Issue #706, opened 2022-10-17
Implement LineSubstring


caspervdw:
At shapely we would like to have a "LineSubstring" method. We now have a Python-implemented one, but an implementation by GEOS would be more efficient.

See also:
https://shapely.readthedocs.io/en/stable/manual.html#shapely.ops.substring

Related work:
- https://postgis.net/docs/manual-1.5/ST_Line_Substring.html
- https://github.com/pygeos/pygeos/issues/352

@jorisvandenbossche

dbaston:
It sounds like exposing `LengthIndexedLine::extractLine` in the C API would meet this need?

https://github.com/libgeos/geos/blob/cc667261086d8e5f9906b69f4feaea5112221e92/include/geos/linearref/LengthIndexedLine.h#L96-L107

PR #708, opened 2022-10-18
Add GEOSLineSubstring

dbaston:
Resolves https://github.com/libgeos/geos/issues/706

### DIFF
--- a/NEWS.md
+++ b/NEWS.md
@@ -8,6 +8,7 @@ xxxx-xx-xx
   - Add CoordinateSequenceIterator (GH-685, Dan Baston)
   - Geometry clustering: DBSCAN, geometry intersection/distance, envelope
     intersection/distance (GH-688, Dan Baston)
+  - CAPI: GEOSLineSubstring (GH-706, Dan Baston)
 
 - Fixes/Improvements:
   - WKTReader: Fix parsing of Z and M flags in WKTReader (#676 and GH-669, Dan Baston)
--- a/capi/geos_c.cpp
+++ b/capi/geos_c.cpp
@@ -912,6 +912,12 @@ extern "C" {
     }
 
     Geometry*
+    GEOSLineSubstring(const Geometry* g, double start_fraction, double end_fraction)
+    {
+        return GEOSLineSubstring_r(handle, g, start_fraction, end_fraction);
+    }
+
+    Geometry*
     GEOSReverse(const Geometry* g)
     {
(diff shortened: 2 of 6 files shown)


dr-jts:
Is this good to merge?

dbaston:
I had a few questions.

I just wrote tests for the current behavior in edge cases, but I don't know if that behavior is desirable. In particular, I'm not sure silently clamping out-of-range length fractions or returning zero-length linestrings are good ideas. If we want to change the behavior, the time would be now, before we expose it in the C API.

Also not sure if anyone would prefer an interface like Shapely's where a flag indicates whether the arguments should be interpreted as length fractions or absolute lengths. I would opt for leaving it as-is.

dr-jts:
> not sure silently clamping out-of-range length fractions 

I'm +0 on whether to silently clamp or throw an exception.  I'd like to leave the option open to pass fractions outside the range [0,1] to allow extending a LineString.

> or returning zero-length linestrings 

I would like to see zero-length results be supported, since otherwise that's a corner-case that needs to be checked.  (IMO the SFS should have made zero-length lines valid)

> not sure if anyone would prefer an interface like Shapely's where a flag indicates whether the arguments should be interpreted as length fractions or absolute lengths. I would opt for leaving it as-is.

+1 to leaving as-is.

dbaston:
> I would like to see zero-length results be supported

Yes, the question is whether to follow PostGIS and emit a Point in this case.

jorisvandenbossche:
Thanks for the PR!

From a first look, I was also going to mention that in shapely we allow passing the start/end both as distance or as fraction. But, this is very easy to support on the shapely side (converting the distance to a fraction). So I think it is certainly OK to only support one option here. 
As prior art, the interpolate (ST_LineInterpolatePoint) has a `GEOSInterpolate` and `GEOSInterpolateNormalized` version (for distance and fraction, respectively)

It seems the current version in shapely also supports negative values to start measuring from the end. But again that is easily to keep supporting on the shapely side if we want that.

> or returning zero-length linestrings

The shapely version currently returns a Point in that case, but I would personally prefer what you did here (LineString with identical start and end point). It seems easier to work with if it just always returns a LineString.

As another corner case, what happens here if start > end ?

This works with both LineString and MultiLineString I see in the tests? (the PostGIS one explicitly mentions only linestrings) That would be nice to support (the shapely version currently also only supports LineStrings)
□ □ □ □
ABOUT THIS EXERCISE:
Return the material above in full, exactly as written.

WRITTEN SOLUTION:
Issue #706, opened 2022-10-17
Implement LineSubstring


caspervdw:
At shapely we would like to have a "LineSubstring" method. We now have a Python-implemented one, but an implementation by GEOS would be more efficient.

See also:
https://shapely.readthedocs.io/en/stable/manual.html#shapely.ops.substring

Related work:
- https://postgis.net/docs/manual-1.5/ST_Line_Substring.html
- https://github.com/pygeos/pygeos/issues/352

@jorisvandenbossche

dbaston:
It sounds like exposing `LengthIndexedLine::extractLine` in the C API would meet this need?

https://github.com/libgeos/geos/blob/cc667261086d8e5f9906b69f4feaea5112221e92/include/geos/linearref/LengthIndexedLine.h#L96-L107

PR #708, opened 2022-10-18
Add GEOSLineSubstring

dbaston:
Resolves https://github.com/libgeos/geos/issues/706

### DIFF
--- a/NEWS.md
+++ b/NEWS.md
@@ -8,6 +8,7 @@ xxxx-xx-xx
   - Add CoordinateSequenceIterator (GH-685, Dan Baston)
   - Geometry clustering: DBSCAN, geometry intersection/distance, envelope
     intersection/distance (GH-688, Dan Baston)
+  - CAPI: GEOSLineSubstring (GH-706, Dan Baston)
 
 - Fixes/Improvements:
   - WKTReader: Fix parsing of Z and M flags in WKTReader (#676 and GH-669, Dan Baston)
--- a/capi/geos_c.cpp
+++ b/capi/geos_c.cpp
@@ -912,6 +912,12 @@ extern "C" {
     }
 
     Geometry*
+    GEOSLineSubstring(const Geometry* g, double start_fraction, double end_fraction)
+    {
+        return GEOSLineSubstring_r(handle, g, start_fraction, end_fraction);
+    }
+
+    Geometry*
     GEOSReverse(const Geometry* g)
     {
(diff shortened: 2 of 6 files shown)


dr-jts:
Is this good to merge?

dbaston:
I had a few questions.

I just wrote tests for the current behavior in edge cases, but I don't know if that behavior is desirable. In particular, I'm not sure silently clamping out-of-range length fractions or returning zero-length linestrings are good ideas. If we want to change the behavior, the time would be now, before we expose it in the C API.

Also not sure if anyone would prefer an interface like Shapely's where a flag indicates whether the arguments should be interpreted as length fractions or absolute lengths. I would opt for leaving it as-is.

dr-jts:
> not sure silently clamping out-of-range length fractions 

I'm +0 on whether to silently clamp or throw an exception.  I'd like to leave the option open to pass fractions outside the range [0,1] to allow extending a LineString.

> or returning zero-length linestrings 

I would like to see zero-length results be supported, since otherwise that's a corner-case that needs to be checked.  (IMO the SFS should have made zero-length lines valid)

> not sure if anyone would prefer an interface like Shapely's where a flag indicates whether the arguments should be interpreted as length fractions or absolute lengths. I would opt for leaving it as-is.

+1 to leaving as-is.

dbaston:
> I would like to see zero-length results be supported

Yes, the question is whether to follow PostGIS and emit a Point in this case.

jorisvandenbossche:
Thanks for the PR!

From a first look, I was also going to mention that in shapely we allow passing the start/end both as distance or as fraction. But, this is very easy to support on the shapely side (converting the distance to a fraction). So I think it is certainly OK to only support one option here. 
As prior art, the interpolate (ST_LineInterpolatePoint) has a `GEOSInterpolate` and `GEOSInterpolateNormalized` version (for distance and fraction, respectively)

It seems the current version in shapely also supports negative values to start measuring from the end. But again that is easily to keep supporting on the shapely side if we want that.

> or returning zero-length linestrings

The shapely version currently returns a Point in that case, but I would personally prefer what you did here (LineString with identical start and end point). It seems easier to work with if it just always returns a LineString.

As another corner case, what happens here if start > end ?

This works with both LineString and MultiLineString I see in the tests? (the PostGIS one explicitly mentions only linestrings) That would be nice to support (the shapely version currently also only supports LineStrings)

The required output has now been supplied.